Dieser selbst ist seinem Wesen nach reine That (Energeia), nicht bloßes Vermögen (Dynamis), als welche
er folglich weder jemals begonnen haben, noch jemals aufhören kann, thätig zu sein, weil er im erstern Fall einer Ursache
bedürfte, um aus bloßem Vermögen in That, im letztern einer solchen, um aus That in bloßes Vermögen überzugehen, in keinem
Fall also selbst letzte Ursache wäre. Gott ist notwendig ewig, da die durch ihn bewirkte Bewegung ohne Anfang und Ende ist,
wie umgekehrt auch die von ihm bewirkte Bewegung selbst ewig ist, weil er als reine That weder anfangen, noch aufhören kann,
dieselbe zu bewirken. Er ist immateriell, unveränderlich, leidenlos; weil er nicht nur sonst selbst eines
Bewegers, wie alle Materie, bedürftig, sondern auch ohne einen solchen, der mit dem Begriff eines ersten Bewegers unvereinbar
ist, kein Leiden denkbar wäre. Er ist unbeweglich, obgleich er andres bewegt; denn er bewegt nur, wie es das Schöne thut und
das sonst als liebenswürdig Anziehende, welches den nach ihm Begehrenden in Bewegung versetzt, ohne selbst
in solcher zu sein, d. h. Gott bewegt als Ideal, dem das der Gestaltung (durch die Form) Bedürftige (die Materie) zustrebt.

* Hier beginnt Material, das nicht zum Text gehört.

PR #245, opened 2015-07-29
Adds stroke suggestions window

balthamos:
- Adds stroke suggestions window that updates realtime while writing
- Looks for longest possible phrases in fewest possible strokes and reports
  suggestions to user
    - For example, writing 'of' followed by 'the' will give a suggestion for 'of
      the', since the combined phrase exists in the dictionary
- Allows user to fingerspell a word and receive instant feedback for possible
  strokes
- Additionally, prefixes and suffixes can be fingerspelled, and stroke
  suggestions will be given

screen shot 2015-07-28 at 11 33 51 pm

screen shot 2015-07-28 at 11 36 14 pm

### DIFF
--- a/plover/gui/config.py
+++ b/plover/gui/config.py
@@ -98,7 +98,7 @@ class ConfigurationDialog(wx.Dialog):
         self.dictionary_config = DictionaryConfig(self.engine, self.config, 
                                                   notebook)
         self.logging_config = LoggingConfig(self.config, notebook)
-        self.display_config = DisplayConfig(self.config, notebook)
+        self.display_config = DisplayConfig(self.config, notebook, self.engine)
         self.output_config = OutputConfig(self.config, notebook)
 
         # Adding each tab
@@ -455,7 +455,7 @@ class DisplayConfig(wx.Panel):
     SHOW_SUGGESTIONS_BUTTON_TEXT = "Open stroke suggestions"
     
     """Display configuration graphical user interface."""
-    def __init__(self, config, parent):
+    def __init__(self, config, parent, engine):
         """Create a configuration component based on the given Config.
 
         Arguments:
@@ -467,6 +467,7 @@ class DisplayConfig(wx.Panel):
         """
         wx.Panel.__init__(self, parent, size=CONFIG_PANEL_SIZE)
         self.config = config
+        self.engine = engine
         sizer = wx.BoxSizer(wx.VERTICAL)
         
         show_strokes_button = wx.Button(self, 
--- a/plover/gui/config.py
+++ b/plover/gui/config.py
@@ -20,6 +20,7 @@ from plover.machine.registry import machine_registry
 from plover.exception import InvalidConfigurationError
 from plover.dictionary.loading_manager import manager as dict_manager
 from plover.gui.paper_tape import StrokeDisplayDialog
+from plover.gui.suggestions import SuggestionsDisplayDialog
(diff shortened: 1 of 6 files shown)


plover/gui/config.py
```diff
@@ -476,15 +479,29 @@ def __init__(self, config, parent):
...
     def save(self):
         """Write all parameters to the config."""
         self.config.set_show_stroke_display(self.show_strokes.GetValue())
+        self.config.set_show_suggestions_display(self.show_suggestions.GetValue())
 
     def on_show_strokes(self, event):
         StrokeDisplayDialog.display(self.GetParent(), self.config)
 
+    def on_show_suggestions(self, event):
+        SuggestionsDisplayDialog.display(self.GetParent(), self.config, self.engine)
```
mighele: Hi Balthamos.

I'm getting an error on this line.

'DisplayConfig' object has no attribute 'engine'

Thanks
Mike

balthamos: Hi Mike,

Sorry about that. Looks like that part of the patch got lost somehow. It should be corrected now with 530130c.

Thanks,
Kevin

mighele:
Hi Kevin.

This is really great :)

I just have a couple of things before merging it..

Can you make the window resizable? I ended up writing the stroke for "electrocardiogram" and noticed it didn't quite fit. It would be a nice touch if we could resize it.

I know this might be a real headache but would it be possible for the "last word" to pick up on fingerspelled words. For instance, when a beginner wants to write a word but doesn't know the strokes, they could fingerspell the word and then see on your screen what the strokes are. This would be a great training aid for steno newbies. Let me know what you think.

The changes to the file "osxkeyboardcontrol.py" don't seem to be related to the new feature. Is it code that's been pulled across from some other change?

Thanks again
Mike

balthamos:
Hey Mike,

It should be fairly straightforward to make the window resizable. I just copied the code from the steno stroke window to keep the same look and feel. Probably just a one line change to allow resizing.

Also, the "last word" should already pick up on fingerspelled words. That was one of the primary motivations behind this feature, specifically for the reasons you stated. If it isn't working out for you, let me know.

And yes, the changes in the osxkeyboardcontrol are unrelated to this new feature; they can be safely omitted. They were necessary for me since I was developing with newer Python libraries. I don't know the GitHub-kosher way of pulling these changes out (making a new branch, new pull req, etc), so I'll defer to your knowledge.

Best,
Kevin

lifton:
Seems like you should simply be able to omit commit 14a471d9bbbaa01077088b259b9ecb9e84a3a5ca. There are several ways of doing this. For example, you could rewind your branch, cherry-pick the remaining two commits, and force push to the same branch, which should automatically update this pull request. You could also simply create a new pull request from a new branch.

balthamos:
Thanks for the suggestions lifton. Making a new branch/PR is probably the cleanest/safest option. Force pushing is rather dangerous and I've seen it make a mess before, though it probably wouldn't cause any issues in this scenario (famous last words). I could also just reset that single commit, but it would make the history unnecessarily noisy.

I'll go ahead and close this PR and open another one on a clean branch with the required commits, plus the window resizing changes Mike was asking about.

balthamos:
New PR is: Adds stroke suggestions window #249

lifton:
@balthamos thanks for revising. I'll leave the new pull request to @mighele since he already reviewed it once and is probably more familiar with this part of the code base anyway.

Er ist Einer, denn das der Zahl nach Viele hat Materie; rein
mehr
Form (ohne Stoff, Seele und Leib), von allem Seienden das einzige, dessen Thun nicht Gestalten materiellen, sondern selbst geistigen
Stoffs, nicht (praktisches) Handeln, sondern (theoretisches) Denken ist, keinen Zweck außer sich hat, sondern selbst Zweck ist,
dem alle Materie durch Unterwerfung unter die Form sich zu nahen die Bestimmung hat. In Gott ist das Denken
sich selbst Gegenstand; er ist Denken des Denkens; sein Thun, da er sich selbst genügend, keines von ihm verschiedenen Dinges
bedürftig ist, die angenehmste und seligste Beschäftigung.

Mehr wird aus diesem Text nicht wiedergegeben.